In a way I'd be tempted to say "write once, read many", with the meaning of "write that attribute once and then read it for free as many times as you need", because we have a low frequency of writes and a very high frequency of reads, and clearly all reads must every time recalculate everything. But I've got a feeling there must be some principle that says that you should design databases to hold data...

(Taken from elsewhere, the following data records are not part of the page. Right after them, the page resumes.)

PR #778, opened 2023-06-26
feat(UBA): Support generating refundRequest() txns

pxrl:
This allows the relayer to generate a refundRequest transaction from a FillWithBlock event. The maxCount argument is currently pegged to UINT256_MAX but will need to be updated so that it's (relatively) configurable via the environment.

Closes ACX-1195


src/relayer/Relayer.ts
```diff
@@ -301,6 +302,48 @@ export class Relayer {
...
+      destinationToken,
+      fillAmount: amount,
+      realizedLpFeePct,
+      repaymentChainId: chainId,
+      blockNumber: fillBlock,
+    } = fill;
+
+    const contract = spokePoolClients[chainId].spokePool;
+    const method = "requestRefund";
+    // @todo: Should support specifying max impact against the refund amount (i.e. to mitigate price impact by fills).
```
nicholaspai, line 320: ideally is configurable by setting `MAX_SLIPPAGE_PCT` and then uses UBA Client to solve for what to set here

src/relayer/Relayer.ts
```diff
@@ -301,6 +302,48 @@ export class Relayer {
...
+      depositId,
+      destinationChainId,
+      destinationToken,
+      fillAmount: amount,
+      realizedLpFeePct,
+      repaymentChainId: chainId,
+      blockNumber: fillBlock,
+    } = fill;
+
+    const contract = spokePoolClients[chainId].spokePool;
```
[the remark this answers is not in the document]
pxrl: The renaming of variables is mostly just personal preference in order to 1:1 map to the input arguments on the `requestRefund()` and `enqueueTransaction()` functions respectively (i.e. I am a big fan of being able to instantiate the object literal with only the relevant member names).

Happy to revert to `repaymentChainId` if it helps readability though :+1:

refundRequest:
```
    function requestRefund(
        address refundToken,
        uint256 amount,
        uint256 originChainId,
        uint256 destinationChainId,
        int64 realizedLpFeePct,
        uint32 depositId,
        uint256 fillBlock,
        uint256 maxCount
    )
```

enqueueTransaction() takes an AugmentedTransaction argument:

```
export interface AugmentedTransaction {
  contract: Contract;
  chainId: number;
  method: string;
  args: any[];
  message?: string;
  mrkdwn?: string;
  // ...
}
```

src/relayer/Relayer.ts
```diff
@@ -306,6 +308,105 @@ export class Relayer {
     this.clients.tokenClient.decrementLocalBalance(deposit.destinationChainId, deposit.destinationToken, fillAmount);
   }
 
+  // Strategy for requesting refunds: Query all refunds requests, and match them to fills.
+  // The remaining fills are eligible for new requests.
+  async requestRefunds(): Promise<void> {
+    const { multiCallerClient, ubaClient } = this.clients;
+    const spokePoolClients = Object.values(this.clients.spokePoolClients);
+
+    await ubaClient.update();
```
nicholaspai, line 317: Can't we assume already that the `ubaClient` is up to date? Updating within this function breaks the existing pattern of not updating after the initial update at the `index.ts` level

src/relayer/Relayer.ts
```diff
@@ -306,6 +308,105 @@ export class Relayer {
...
+
+    const eligibleFillsByRefundChain: { [chainId: number]: FillWithBlock[] } = Object.fromEntries(
+      spokePoolClients.map(({ chainId }) => [chainId, []])
+    );
+
+    const refundRequestsByDstChain: { [chainId: number]: RefundRequestWithBlock[] } = {};
+
+    spokePoolClients.forEach((spokePoolClient) => {
```
nicholaspai, line 325: Would it be helpful for there to be a function on the `UBAClient` like so:

`getRefundRequests(relayerAddress: string): { [chainId: number]: RefundRequestWithBlock[] }`

It seems more natural that the UBAClient should have a function that the relayer can call to get its list of **_validated_** refund requests across all chains

src/relayer/Relayer.ts
```diff
@@ -306,6 +308,105 @@ export class Relayer {
...
+      fills.forEach((fill) => {
+        this.logger.debug({ at: "Relayer::requestRefunds", message: "Requesting refund for fill.", fill });
+        this.requestRefund(fill);
+      });
+    });
+
+    await multiCallerClient.executeTransactionQueue();
+  }
+
+  findEligibleFills(
```
nicholaspai, line 354:
```suggestion
  findFillsRequiringSeparateRefundRequest(
```
I think this name is more clear, but not perfect. I think "eligible" is just kind of vague

src/relayer/Relayer.ts
```diff
@@ -306,6 +308,105 @@ export class Relayer {
...
+    spokePoolClient: SpokePoolClient,
+    refundRequests: RefundRequestWithBlock[] = []
+  ): FillWithBlock[] {
+    const refundRequestDepositIds = refundRequests.map(({ depositId }) => depositId);
+
+    // Find fills where repayment was requested on another chain.
+    const eligibleFills = spokePoolClient.getFillsForRelayer(this.relayerAddress).filter((fill) => {
```
nicholaspai, line 361: Can we assume that `getFillsForRelayer` only returns validated fills?

src/relayer/Relayer.ts
```diff
@@ -306,6 +308,105 @@ export class Relayer {
...
+    });
+
+    await multiCallerClient.executeTransactionQueue();
+  }
+
+  findEligibleFills(
+    spokePoolClient: SpokePoolClient,
+    refundRequests: RefundRequestWithBlock[] = []
+  ): FillWithBlock[] {
+    const refundRequestDepositIds = refundRequests.map(({ depositId }) => depositId);
```
nicholaspai, line 358: Do you need this `.map`? Can't you just check `refundRequests.find(x => x.depositId === depositId) !== undefined`?

src/relayer/Relayer.ts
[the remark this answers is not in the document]
nicholaspai: Ok I'm good with your suggestion then

src/relayer/Relayer.ts
```diff
@@ -528,4 +629,22 @@ export class Relayer {
...
+    const { symbol, decimals } = hubPoolClient.getL1TokenInfoForL2Token(destinationToken, destinationChainId);
+
+    const refundChain = getNetworkName(fill.repaymentChainId);
+    const originChain = getNetworkName(fill.originChainId);
+    const destinationChain = getNetworkName(destinationChainId);
+
+    const _fillAmount = createFormatFunction(2, 4, false, decimals)(fill.fillAmount.toString());
+
+    return (
+      `Requested refund on ${refundChain} for ${_fillAmount} ${symbol} for ${originChain} depositId ${depositId},` +
```
nicholaspai, line 646:
```suggestion
      `🌈 Requested refund on ${refundChain} for ${_fillAmount} ${symbol} for ${originChain} depositId ${depositId},` +
```

Adding a very bright and catchy emoji so we can see these more clearly

src/relayer/Relayer.ts
pxrl: Assuming that the ubaClient is up to date will mean that we only submit refund requests associated with previous bot run/iteration, and will not include fills from the current iteration. Updating the ubaClient here is a bandaid for that, though it currently lacks synchronisation with the recently submitted fills so the update might complete before some or all of those fills are confirmed.

I think the logical next step is to modify the MultiCallerClient to return TransactionResponse objects for each transaction that is executed. With this, we can synchronously wait for confirmation of any fills that were just made, and then combine those fills with any previous ones that don't have associated RefundRequested events. This would enable us to get away without the subsequent update.

src/relayer/Relayer.ts
pxrl: Unfortunately not when requesting the events directly via the SpokePoolClient. RefundRequested events need verification across at least one separate SpokePoolClieint instances (originChainId == repaymentChainId), but more often probably two separate SpokePoolClient instances (originChainId != repaymentChainId).

The SpokePoolClient therefore only does very limited verification on the events, and they need to be post-processed by a layer above (nominally the UBAClient). This fits well with your comment here: https://github.com/across-protocol/relayer-v2/pull/778/files#r1244063966.

src/relayer/Relayer.ts
pxrl: I chose to spin up a separate array of `depositId` because [it's significantly faster to evaluate `Array.includes()` relative to `Array.find()`](https://github.com/across-protocol/relayer-v2/pull/778/files#r1244063966).

There is an issue here though - the fills correspond to deposits on multiple SpokePools, so `depositId` can collide. It'll be necessary to apply additional criteria to do the matching, and that won't work as well with `Array.includes()`.

src/clients/UBAClient.ts
```diff
@@ -14,4 +17,24 @@ export class UBAClient extends clients.UBAClient {
   ) {
     super(chainIdIndices, hubPoolClient, spokePoolClients, {} as RelayFeeCalculatorConfig, logger);
   }
+
+  getRefundRequests(chainId: number, relayer?: string): RefundRequestWithBlock[] {
```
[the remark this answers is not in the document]
nicholaspai: that's a good instinct, i think RL would run this by filtering on its own `relayer` address

src/relayer/Relayer.ts
```diff
@@ -13,12 +14,13 @@ import {
...
 import { createFormatFunction, etherscanLink, formatFeePct, toBN, toBNWei } from "../utils";
 import { RelayerClients } from "./RelayerClientHelper";
-import { Deposit, DepositWithBlock, L1Token } from "../interfaces";
+import { Deposit, DepositWithBlock, FillWithBlock, L1Token, RefundRequestWithBlock } from "../interfaces";
 import { RelayerConfig } from "./RelayerConfig";
 
 const { UBAActionType } = sdkClients;
 
 const UNPROFITABLE_DEPOSIT_NOTICE_PERIOD = 60 * 60; // 1 hour
+export const UINT256_MAX = toBN(2).pow(256).sub(1); // @note: Temporary
```
nicholaspai, line 23: Have you looked into this? https://docs.ethers.org/v5/api/utils/constants/#constants-MaxUint256

src/relayer/Relayer.ts
```diff
@@ -304,6 +306,107 @@ export class Relayer {
...
+  // The remaining fills are eligible for new requests.
+  async requestRefunds(sendRefundRequests = true): Promise<void> {
+    const { multiCallerClient, ubaClient } = this.clients;
+    const spokePoolClients = Object.values(this.clients.spokePoolClients);
+
+    const eligibleFillsByRefundChain: { [chainId: number]: FillWithBlock[] } = Object.fromEntries(
+      spokePoolClients.map(({ chainId }) => [chainId, []])
+    );
+
+    // For each refund/repayment Spoke Pool, group its set of by corresponding destination chain.
```
nicholaspai, line 319:
```suggestion
    // For each refund/repayment Spoke Pool, group by destination chain.
```

src/relayer/Relayer.ts
```diff
@@ -304,6 +306,107 @@ export class Relayer {
...
+      spokePoolClients.map(({ chainId, latestBlockNumber }) => {
+        const lookback = latestBlockNumber - this.config.maxRelayerLookBack;
+        const refundRequests = ubaClient
+          .getRefundRequests(chainId, this.relayerAddress)
+          .filter(({ blockNumber }) => blockNumber > lookback);
+        return [chainId, refundRequests];
+      })
+    );
+
+    for (const spokePoolClient of spokePoolClients) {
```
nicholaspai, line 331:
```suggestion
    // For each destination chain, validate refund requests were sent on refund chain and group validated ones by refund chain
    for (const spokePoolClient of spokePoolClients) {
```

src/relayer/index.ts
```diff
@@ -22,10 +24,19 @@ export async function runRelayer(_logger: winston.Logger, baseSigner: Wallet): P
     for (;;) {
       await updateRelayerClients(relayerClients, config);
 
+      // @note: For fills with a different repaymentChainId, refunds are requested on the _subsequent_ relayer run.
```
nicholaspai, line 27: +1

src/relayer/Relayer.ts
```diff
@@ -304,6 +306,107 @@ export class Relayer {
...
+
+  findFillsWithoutRefundRequests(
+    spokePoolClient: SpokePoolClient,
+    refundRequests: RefundRequestWithBlock[] = []
+  ): FillWithBlock[] {
+    const refundRequestDepositIds: { [chainId: number]: number[] } = [];
+
+    refundRequests.forEach(({ originChainId, depositId }) => {
+      refundRequestDepositIds[originChainId] ??= [];
+      refundRequestDepositIds[originChainId].push(depositId);
```
nicholaspai, line 356: Shouldn't we do some validation on the refund request before inserting it into here? So we don't unintentionally skip sending a refund request because of the presence of an invalid refund request

nicholaspai (commented):
This looks almost done, some nits, but biggest issue is https://github.com/across-protocol/relayer-v2/pull/778/files#r1246973317

src/relayer/Relayer.ts
```diff
@@ -304,6 +306,107 @@ export class Relayer {
...
+    });
+
+    // Find fills where repayment was requested on another chain.
+    const fills = spokePoolClient.getFillsForRelayer(this.relayerAddress).filter((fill) => {
```
nicholaspai, line 360: I think we also need to validate these fills. I'd recommend maybe adding a function to the `SpokePoolClient` that allows the caller to `getValidatedFillsForRelayer`

test/Relayer.RefundRequests.ts
```diff
@@ -0,0 +1,224 @@
...
+    await updateAllClients();
+
+    // Set the spokePool's time to the provider time. This is done to enable the block utility time finder identify a
+    // "reasonable" block number based off the block time when looking at quote timestamps.
+    for (const spokePool of [spokePool_1, spokePool_2]) {
+      await spokePool.setCurrentTime(await getLastBlockTime(spokePool.provider));
+    }
+  });
+
+  it("Correctly identifies fills eligible for cross-chain refunds", async function () {
```
nicholaspai, line 141: Suggest adding the following tests:
- Does not submit refund requests for invalid fills => send a fill with repaymentChainId != destinationChainId but set realizedLpFeePct incorrectly, for example
- Does not send refund request if refund request already exists for fill
- Sends refund request if invalid refund requests exists for fill

src/relayer/Relayer.ts
```diff
@@ -304,6 +306,107 @@ export class Relayer {
...
+    // Bound the event range by the relayer deposit lookback.
+    const refundRequestsByDstChain = Object.fromEntries(
+      spokePoolClients.map(({ chainId, latestBlockNumber }) => {
+        const lookback = latestBlockNumber - this.config.maxRelayerLookBack;
+        const refundRequests = ubaClient
+          .getRefundRequests(chainId, this.relayerAddress)
+          .filter(({ blockNumber }) => blockNumber > lookback);
+        return [chainId, refundRequests];
+      })
+    );
```
james-a-morris, line 329: Would this be more readable as a `reduce`?
```suggestion
    const refundRequestsByDstChain = spokePoolClients.reduce((acc, {chainId, latestBlockNumber}) => (
        {
            ...acc,
            [chainId]: ubaClient
                             .getRefundRequests(chainId, this.relayerAddress)
                             .filter(({blockNumber}) => 
                                 blockNumber > (latestBlockNumber - this.config.maxRelayerLookback)
                             )
        }
    ), {});
```

src/relayer/index.ts
```diff
@@ -22,10 +24,19 @@ export async function runRelayer(_logger: winston.Logger, baseSigner: Wallet): P
     for (;;) {
```
james-a-morris, line 24: OOC - I wonder if we should be more explicit with this. I know it's not a part of the scope of this PR, but imho `while(true) {` feels more explicit

james-a-morris (commented):
Left two reviews.

src/relayer/Relayer.ts
pxrl: Ah nice - I had looked for this under ethers.BigNumber but hadn't seen the `Constants` section. Fixed here: https://github.com/across-protocol/relayer-v2/pull/778/commits/dd2dbbc9d760350d7cf9efc68e0a7e6b4d8e1e90

src/clients/UBAClient.ts
```diff
@@ -14,4 +21,58 @@ export class UBAClient extends clients.UBAClient {
   ) {
     super(chainIdIndices, hubPoolClient, spokePoolClients, {} as RelayFeeCalculatorConfig, logger);
   }
+
```
pxrl, line 24: Note: `getFills()` and `getRefundRequests()` have been parked here for demonstration, but they obviously don't belong here. My inclination is to put them in a `SpokePoolClientAggregator` class that sits between the `UBAClient` and the set of `SpokePoolClient` instances. This would ensure that the `UBAClient` (and other users) alway get validated and filtered event objects. This functionality should also live in SDK-v2, and is only proposed here for initial agreement on the functionality.

src/relayer/Relayer.ts
pxrl: The set of refund requests supplied as input is now pre-validated, so we have verified the existence of a corresponding deposit. Since this is the top-level application logic, I think it's preferable to ensure that that validation occurs at a lower layer.

src/finalizer/index.ts
pxrl, line 1: These changes relate to the upstream `pxrl/getBlockForTimestamp` branch and will disappear once it is merged.

src/common/ClientHelper.ts
pxrl, line 1: These changes relate to the upstream `pxrl/getBlockForTimestamp` branch and will disappear once it is merged.

src/scripts/validateRootBundle.ts
pxrl, line 1: These changes relate to the upstream `pxrl/getBlockForTimestamp` branch and will disappear once it is merged.

src/utils/BlockUtils.ts
pxrl, line 1: These changes relate to the upstream `pxrl/getBlockForTimestamp` branch and will disappear once it is merged.

src/utils/UmaUtils.ts
pxrl, line 1: These changes relate to the upstream `pxrl/getBlockForTimestamp` branch and will disappear once it is merged.

src/relayer/Relayer.ts
pxrl: This was bundled into a subsequent commit :+1:

src/clients/UBAClient.ts
pxrl: @james-a-morris Tagging you in this one - @nicholaspai has mentioned that you might be working on something similar. WDYT about putting this in the SDK in a `SpokePoolClientManager` or `SpokePoolClientAggregator` class?

pxrl:
FWIW, the latest updates to this PR are expected to fail because they require an additional SDK bump.

src/relayer/Relayer.ts
pxrl: Has been implemented.

src/clients/UBAClient.ts
pxrl: Update: These wrappers are still parked here because `getRefundRequests()` requires a lot of context to be passed in. They'll be migrated down the stack in sdk-v2 in follow-up work.

src/relayer/index.ts
pxrl: If I was writing it from scratch I'd probably use `while(true)`, but (to me) it's within the realm of preference and will inevitably vary from one developer to the next. We could adjust it here, but the next developer that comes along might just adjust it back, so I'm inclined to not touch it unless we're actually refactoring the functionality here.

test/Relayer.RefundRequests.ts
pxrl: The latter two tests have been identified in `Relayer.RefundRequests.ts`, but they're not implemented at this point. I'd like to just get this in as-is and follow up with those two tests, because this PR is at a size where it risks being accidentally impacted again by additional changes in sdk-v2.

nicholaspai (approved):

  • That look like bad design to me. Certain DB is related to the problem need to be solved so DB always should contain some logic. Hierarcy of tables and relations can be built in many ways. Some of them are unclear and obfuscated. But that doesn't mean that DB should be the plain storage. Many people treat DB such way but that is only another case of bad design.
    – Kondybas
    May 27, 2018 at 21:27
  • no FKs at all in this case - been there, done that, got the the t-shirt. I was new on the job on site with a client which controlled the rail infrastructure of a major European country. You can imagine how many "widgets" they had. So I ran a query to get an idea of PK->FK relationships. My query returned no results! Thinking I had made a mistake, I asked a senior programmer - who responded **with pride" that there were "no FKs - all searches were done on PKs"! (WTF?). You could try suggest adding "last_modified" to last_edit"? You have my deepest condolences - I'd be getting my cv ready!
    – Vérace
    May 28, 2018 at 8:37
  • 1
    @Vérace: I know what you mean, but this time to be honest...I'm really happy about this new job and the company :-) They are not bad, they simply lack a decent system architect. The devs are good, the manager are nice, the company is lovely and modern, they just had the wrong approach to design: for every problem it is "well, first one to get there will solve it somehow". But I can point my finger at things and they enthusiastically jump on "you are right, let's change it", and it's an amazingly positive feeling :-)
    – motoDrizzt
    May 28, 2018 at 13:37
  • 1
    Great stuff - I retract what I wrote above - sounds like they're willing to listen - such opportunities are rare - grab with both hands!
    – Vérace
    May 28, 2018 at 13:39
  • (plus they pay me a salary which would be more than decent in a high income country, but we are actually in a low income country, which is not that bad :-D)
    – motoDrizzt
    May 28, 2018 at 13:39

1 Answer 1


It Depends

The purpose of a database is to store valid data in a secure fashion for multiple users across multiple applications.

Some of the logic will focus on the valid data portion of that statement. These will be your constraints and data types.

Other parts of code within the database will focus on the multiple applications portion. For example, a VIEW will hide some complex logic to ensure that all applications see the data in an identical manner. One application could be a web based application, the other application could be a 3rd party report generator.


Within an OLTP system, the complex SELECT statement and the last modified date logic doesn't make much sense.

If this is suppose to be an OLTP system, you should try to change things so that they follow normal relational database practices.

Data Warehouse

The complexity of your pseudo-code SELECT statement and your date of last edit logic makes perfect sense in a Data Warehouse [DW] environment. However, they are probably part of an ETL/ELT process for materializing the data into a denormalized table for faster report generation.

The TABLES and VIEWS and MATERIALIZED VIEWS are built to solve a very specific set of business problems. From my experience, those objects are used as the source for various Business Reports. In some cases, one table/view per report is created to solve a Business Requirement.

No FKs? That's probably normal for a DW. The data in the tables could be refreshed with TRUNCATE followed by INSERT...SELECT. In this situation, a Foreign Key could do more harm than good.

As I read the comments, it seams your company needs to move to a more formal OLTP hierarchical design. I wish you luck.